Ensuring AI digital assistant providers inform users of their rights to privacy in data storage and usage, including in improving performance and user experience. Unfortunately, the potential for a poorly designed digital assistant to contravene these rules are legion, so robust privacy protections is paramount. These rights are outlined in the EU’s General Data Protection Regulation, and failure to comply with it can result in severe financial penalties.

For example, what measures must be taken to protect people’s (employees, patients, and stakeholders like KOL/HCPs) privacy, given that ML models might recall or disclose details of the data they have been exposed to? What steps are needed to ensure users have adequate transparency and control of their data?

Fortunately, by applying several strategies in a precise, principled manner, the likelihood that ML models reveal underlying facts can be reduced.

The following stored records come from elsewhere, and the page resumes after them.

PR #2614, opened 2026-09-04
LCORE-3963: render the full ADF document in fetch-jira output, and fix its error handling

max-svistunov:
## Description

`dev-tools/fetch-jira.sh` renders a Jira ticket's ADF description and comments to text. Its extractor handled only strong/code marks, lists, headings and code blocks, so most of what a ticket actually contains was dropped or flattened. Link targets vanished, leaving bare text like "PR #2451" with nothing to follow. Smart links produced nothing at all, even though the URL is their entire content. Mentions, tables, attachments, status lozenges, dates, task checkboxes, panel types and ordered-list numbering all disappeared or lost their meaning. Since most bug reports reference other tickets and PRs by smart link, the tool was hiding exactly the references a reader needs.

This PR renders all of it, and fixes several problems found while doing so.

**ADF coverage.** Link marks render as `text <href>`, with Jira's `#icft=` click-tracking fragment stripped. `inlineCard`, `blockCard` and `embedCard` all resolve their URL, from either `attrs.url` or the resolved `attrs.data.url`. Tables become markdown with a rule under header rows. Also handled: mentions, `rule`, blockquotes, panels (keeping their type), `expand`/`nestedExpand` (keeping the title that says what is collapsed), task items (keeping the checkbox), decisions, attachments, emoji, dates, status lozenges, the `em` and `strike` marks, the `codeBlock` language, and ordered-list numbering.

**Paragraph rendering.** The extractor returns one entry per line and the block walk extended that list for every child, so a paragraph of inline nodes came out one node per line — a sentence containing a link was chopped into fragments. Paragraphs now join their inline children into one line, with `hardBreak` the only thing that splits them.

**Error handling.** The script runs under `set -euo pipefail`, which defeated its own error handling. The main issue fetch assigned from an unguarded `curl`, so a connection failure aborted before the `Error fetching` branch below it could run; that branch was dead for anything but an HTTP error with a JSON body. The two JQL lookups piped `curl` into `python3`, where `pipefail` turned a curl failure into a failed assignment. `fetch_ticket` then returns 1 after reporting a failure and every call site was unguarded, so the first unreachable ticket ended the whole run. Every requested ticket is now attempted and reported, and the script still exits non-zero if any failed.

**Silent truncation.** The comment endpoint pages at 100 and the child search asks for 20, and a partial result was presented exactly like a complete one. Neither is worth paginating here, but both responses say when they are partial, so that is now reported.

**Quoting.** All four embedded Python programs were passed inline to `python3 -c`, which puts them inside a double-quoted shell word — every quote, dollar sign and backtick in ~200 lines of Python was shell syntax first and Python second. That is not hypothetical: a comment containing the word `"here"` in double quotes closed the shell string and reopened it, which shellcheck reported as SC2140 and CI failed on. Each program moves into a quoted heredoc, so the Python is written as Python. This commit is a pure move, verified by diffing the output of four invocations before and after.

Closes LCORE-3963.

## Type of change

- [x] Other (please describe): developer tooling (dev-tools)

## Tools used to create PR

- Related Issue # LCORE-3963
- Closes # LCORE-3963

## Testing

Requires `~/.config/jira/credentials.json`. No unit tests: this is a standalone dev script with no test harness in the repo.

1. Check the linter CI job passes locally, since an earlier revision of this branch failed it:

   ```
   shellcheck -- */*.sh && bash -n dev-tools/fetch-jira.sh
   ```

   Both are clean. `make shellcheck` runs the same command in CI.

2. Fetch a ticket whose description is link-heavy and confirm the targets appear:

   ```
   dev-tools/fetch-jira.sh 3788
   ```

   LCORE-3788's five smart links now render as `<https://redhat.atlassian.net/browse/LCORE-1572>` and similar; before this branch, `grep -c '<https' ` on that output returned 0. The tracking fragment (`#icft=LCORE-1572`) is stripped. Its two `orderedList` nodes now number `1.`–`2.` and `1.`–`4.` where they previously rendered as bullets; its two `bulletList` nodes are unchanged. Prose that was previously one fragment per line now reads as sentences.

3. Confirm comments and recursion still render:

   ```
   dev-tools/fetch-jira.sh --comments 3883
   dev-tools/fetch-jira.sh --linked-depth 1 3788
   ```

   Code blocks and lists in the comment thread are byte-identical to the output before this branch.

4. Confirm a failure no longer ends the run. Point `instance` in the credentials file at a closed port, then:

   ```
   dev-tools/fetch-jira.sh 3963 3883
   ```

   Both tickets are reported and the exit status is 1:

   ```
   Error fetching LCORE-3963

   ────────────────────────────────────────────────────────

   Error fetching LCORE-3883
   ```

   Before this branch the same command printed nothing and exited 7, because `set -e` killed the script inside the command substitution.

5. The extractor was also driven directly against a synthetic ADF document covering every node type and mark handled here, including cases the live tickets do not contain: multi-paragraph blockquotes and table cells, an `inlineCard` carrying `attrs.data.url` instead of `attrs.url`, a link mark combined with a `code` mark in both orders, an autolinked bare URL, and both truncation notices in the firing and non-firing directions.

## Summary by CodeRabbit

* **Improvements**
  * Jira descriptions and comments now support richer formatting, including links, mentions, lists, tables, code blocks, panels, attachments, and other structured content.
  * Jira links are cleaned to remove tracking fragments.
  * Extracted content better preserves indentation and formatting.
  * Comment output indicates when results were truncated after 100 comments.
  * Multi-ticket and recursive fetches continue processing when individual requests fail, while clearly reporting an overall failure status.

### DIFF
--- a/dev-tools/fetch-jira.sh
+++ b/dev-tools/fetch-jira.sh
@@ -147,9 +147,22 @@ def extract_text(node, depth=0):
                     text = f'**{text}**'
                 elif m.get('type') == 'code':
                     text = f'\`{text}\`'
+                elif m.get('type') == 'link':
+                    # Keep the target: a link whose text differs from its
+                    # href (ticket keys, "here", PR titles) is otherwise lost.
+                    href = m.get('attrs', {}).get('href', '')
+                    if href and href != text:
+                        text = text + ' <' + href + '>'
             return [text]
+        if ntype == 'inlineCard':
+            # Smart links (pasted Jira/GitHub URLs) carry the URL only here.
+            return ['<' + node.get('attrs', {}).get('url', '') + '>']
+        if ntype == 'mention':
+            return [node.get('attrs', {}).get('text', '@?')]
         if ntype == 'hardBreak':
             return ['\n']
+        if ntype == 'rule':
+            return ['---']
         if ntype == 'listItem':
             child_text = []
             for c in node.get('content', []):
@@ -170,6 +183,22 @@ def extract_text(node, depth=0):
             for c in node.get('content', []):
                 child_text.extend(extract_text(c, depth))
             return ['\`\`\`\n' + ''.join(child_text) + '\n\`\`\`']
+        if ntype == 'blockquote':
+            child_text = []
+            for c in node.get('content', []):
+                child_text.extend(extract_text(c, depth))
+            return ['> ' + l for l in ''.join(child_text).strip().split('\n')]
+        if ntype == 'table':
+            rows = []
+            for row in node.get('content', []):
+                cells = []
+                for cell in row.get('content', []):
+                    cell_text = []
+                    for c in cell.get('content', []):
+                        cell_text.extend(extract_text(c, depth))
+                    cells.append(''.join(cell_text).strip())
+                rows.append(' | '.join(cells))
+            return rows
         for c in node.get('content', []):
             lines.extend(extract_text(c, depth))
         if ntype == 'paragraph' and lines:
--- a/dev-tools/fetch-jira.sh
+++ b/dev-tools/fetch-jira.sh
@@ -142,21 +142,30 @@ def extract_text(node, depth=0):
         if ntype == 'text':
             text = node.get('text', '')
             marks = node.get('marks', [])
+            href = ''
             for m in marks:
                 if m.get('type') == 'strong':
                     text = f'**{text}**'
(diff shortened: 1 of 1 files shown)


tisnik (approved):
LGTM

tisnik (approved):
LGTM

Controlled Access & Administration

The rigorous control of access to a conversational AI across broad user populations is essential. Sales managers, for example, should be able to view all user data, but a sales rep, for example, cannot view data of other representatives or their territory.

Also, interactions and communications in the digital space have gained popularity amongst KOL and HCPs. It is crucial to distribute region-specific information. This process might include implementing a secure login for accessing patient data, such as DocCheck, that restricts access only to registered healthcare practitioners.

Clear Parameters

Communicating to stakeholders about the digital assistant’s limitations to users. The data models a chatbot uses should broadly reflect the patterns within the data used to train the AI. As a result, tech firms should be able to effectively communicate their data model’s scope and coverage, clarifying both its capabilities and limitations where required This will undoubtedly be a typical “moving feast” as new data enters the systems. Therefore, suitable levels of ongoing review and governance will also ensure a digital assistant performs reliably, maintains its objectivity and meets its core functionality.

A Responsible AI For the Healthcare Sector

As AI technology becomes more prevalent, we’ve learnt that the ethics of responsible AI should always stay front and centre on all things AI. phamax being at the forefront of conversational AI use in the healthcare sector, takes these concerns seriously and has ensured these principles remain a priority as Ariya, our AI-powered digital assistant, is being developed and upgraded.